La Crosse Polar Plunge celebrates its 20th year

LA CROSSE, Wis. (WKBT) -- - People from across the coulee region are embracing the cold water in support of Special Olympics. 

The La Crosse Polar Plunge is celebrating its 20th year in our community. 

"It's close to skydiving and I have done both," said Keith Torgerud, a longtime Polar Plunge participant.

Patrick Scheller, Keith Torgerud, and Edward Gray have been taking to the bitter cold waters for all 20 years. 

You might as well call them the three musketeers of the La Crosse Polar Plunge. 

"You do get this weird endorphin high out of it," Scheller said. 

Scheller said the event is something people enjoy doing every year. 

"It's just something that everyone who does it once will do it again," Scheller said. "That's what I tell people. If you can get them to do it once they will do it for the rest of their lives."

La Crosse superintendent of recreation Kerry Gloede said it's something everyone should try. 

"It's breathtaking; it literally takes your breath away," Gloede said. 

Gloede said she has helped put on this event since the beginning and says the La Crosse area has continued to grow in support. 

"I feel very blessed that the community for 20 years has supported this event and the Special Olympics athletes in our area," Gloede said. 

Whether you want to believe it or not, participants said the water isn't so bad.

"It's pins and needles for a little bit," Torgerud said. 

"It's kind of like, can you really tell if it's hot or cold? You can't really tell the difference," Scheller said. 

Gloede said it's the suspense that kills. 

"The anticipation is worse than actually plunging, and afterwards everyone says it's not that bad," Gloede said.  

Organizers and volunteers help put on the event every year to make the day enjoyable and safe for everyone. 

Special Olympics athletes were the stars who helped kick off the show. 
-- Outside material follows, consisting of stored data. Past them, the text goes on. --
PR #296, opened 2018-08-28
Fix gdb_signal_reply() allocating too small buffer

timsifive:
In my test-case (64-bit OpenOCD, 64-bit target), OpenOCD ended up
sending gdb '$T05rwatch:1212340a00;thread:0000000000000002#89'
That's missing the final semi-colon after the thread id.

This fix increases the buffer size, and also removes the 0 padding on
the thread id.

This bug showed up when running MulticoreRtosSwitchActiveHartTest
against dual-hart, 64-bit spike.

Change-Id: I8c7d88e2d37b00cf3099f226a1a32671219802d5


ilg-ul:
This looks easy to accept upstream.

mwachs5 (approved):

"They are helping in the registration tent, they are helping at volunteer check-in, so the athletes are a big part of this event as well," Gloede said. 

It's a date community members won't miss. 
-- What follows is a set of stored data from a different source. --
Issue #297, opened 2018-08-29
This repo depends on unreliable submodule


mwachs5:
This repo depends on a submodule for jimtcl, located at http://repo.or.cz/r/jimtcl.git. This repo is frequently unavailable when cloning submodules. Is there any reason not to clone this repo to something else (e.g. riscv/jimtcl.git) and point to that version instead?

aswaterman:
agreed

timsifive:
Fine by me. Upstream does occasionally change which version we point to, but I've never noticed any problems from using a mismatched version.

mwachs5:
From the JimTCL page, there is an official mirror we could use instead: 
See http://repo.or.cz/w/jimtcl.git or the github mirror at https://github.com/msteveb/jimtcl

mwachs5:
Fixed by #298

PR #298, opened 2018-08-29
Don't use unreliably hosted submodules (git2cl, jimtcl, libjaylink)

mwachs5:
The repo.or.cz version is often unavailable.

Presumably we want to do something similar for the other submodules, but I didn't find as obvious official mirrors for those.

Addresses #297


aswaterman (dismissed):

timsifive (dismissed):

timsifive:
@aswaterman Can you add a README.riscv or something with shell commands required to update these repos?

aswaterman:
We don't need any new commands, fortunately.  Simply running the existing bootstrap program does the right thing.

aswaterman (dismissed):

aswaterman (approved):

Issue #295, opened 2018-08-27
gdb assumes watchpoints fire after the write happened


timsifive:
The RISC-V spec recommends write triggers fire before the write actually occurred. This causes gdb to not fire on watchpoints, because gdb attempts to only halt when the memory value actually changed. To do that it reads the memory the watchpoint was set at, and if it's the same as when the watchpoint was set then it automatically resumes. (See `case WP_VALUE_NOT_CHANGED` in bpstat_check_watchpoint() in gdb/breakpoint.c.)

Solutions that come to mind:
1. Have OpenOCD single step if it detects this. That makes gdb happy, but now users lose the ability to see what the memory value was before the write happened.
2. Change this gdb behavior when debugging RISC-V targets.

I'm not a fan of any of these.

@craigblackmore FYI.

craigblackmore:
GDB should be able to handle watchpoints that fire before the write happens - ```set_gdbarch_have_nonsteppable_watchpoint``` can be used to tell it to step over them first, but this has not been necessary in the C examples (e.g. below) I have tried (and currently OpenOCD manually steps over them anyway).

```
int main()
{
  int data;
  int t0;
  t0 = 1;
  data = t0;

  return 0;
}
```

```
(gdb) load 
Loading section .init, size 0x7c lma 0x40400000
Loading section .text, size 0x5d0 lma 0x4040007c
Loading section .rodata, size 0x54 lma 0x4040064c
Loading section .eh_frame, size 0x2c lma 0x404006a0
Loading section .data, size 0x434 lma 0x404006cc
Start address 0x40400000, load size 2816
Transfer rate: 3 KB/sec, 563 bytes/write.
(gdb) continue
Continuing.
Note: automatically using hardware breakpoints for read-only addresses.

Breakpoint 1, main () at /home/craig/work/projects/sifive/testing-public/gd
b/gdb/testsuite/gdb.riscv/trigger.c:6
6         t0 = 1;
(gdb) watch data
Hardware watchpoint 2: data
(gdb) continue
Continuing.

Hardware watchpoint 2: data

Old value = 0
New value = 1
```

In ```TriggerStoreAddressInstant ```, the ```bpstat_check_watchpoint()```function is not actually getting called, so I think the problem occurs earlier in ```bpstat_stop_status``` where it seems that GDB isn't even checking the watchpoint.

timsifive:
See also insightful responses at https://sourceware.org/ml/gdb/2018-08/msg00047.html

[...]

PR #300, opened 2018-09-06
Don't report exact watchpoint to gdb.

timsifive:
We should have a fix for #295 first.

Change-Id: Ic72a7a3fa866fbb5aaed22689adfebf9ce913b50


timsifive:
@craigblackmore Your change was causing problems for tests that assume gdb halts on watchpoints, which seems like a more basic feature than the lesser detail of reporting exactly which watchpoint hit.

aswaterman (approved):

mwachs5 (approved):

mwachs5:
Are there any tests in riscv-tests that need to be disabled accordingly?

timsifive:
No. The test that hit this problem was TriggerStoreAddressInstant, which was made to tolerate the new (now switched off again) behavior in 40dbc5118c9ac4beb4fc0a28cf4ad4cb56536111.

"It's something I look forward to every year, it's just one of the highlights," Scheller said. 

"Just supporting such a great group and a great cause is all of it," Torgerud said.  

They are experiencing a little freezing for one common reason.

"It's such an important event not only to raise money but to create awareness for Special Olympics and just to have all these people here supporting us is really amazing," Gloede said. 

Organizers said they want to hit last year's milestone of more than $142,000 dollars to go toward year-round programs for Special Olympics.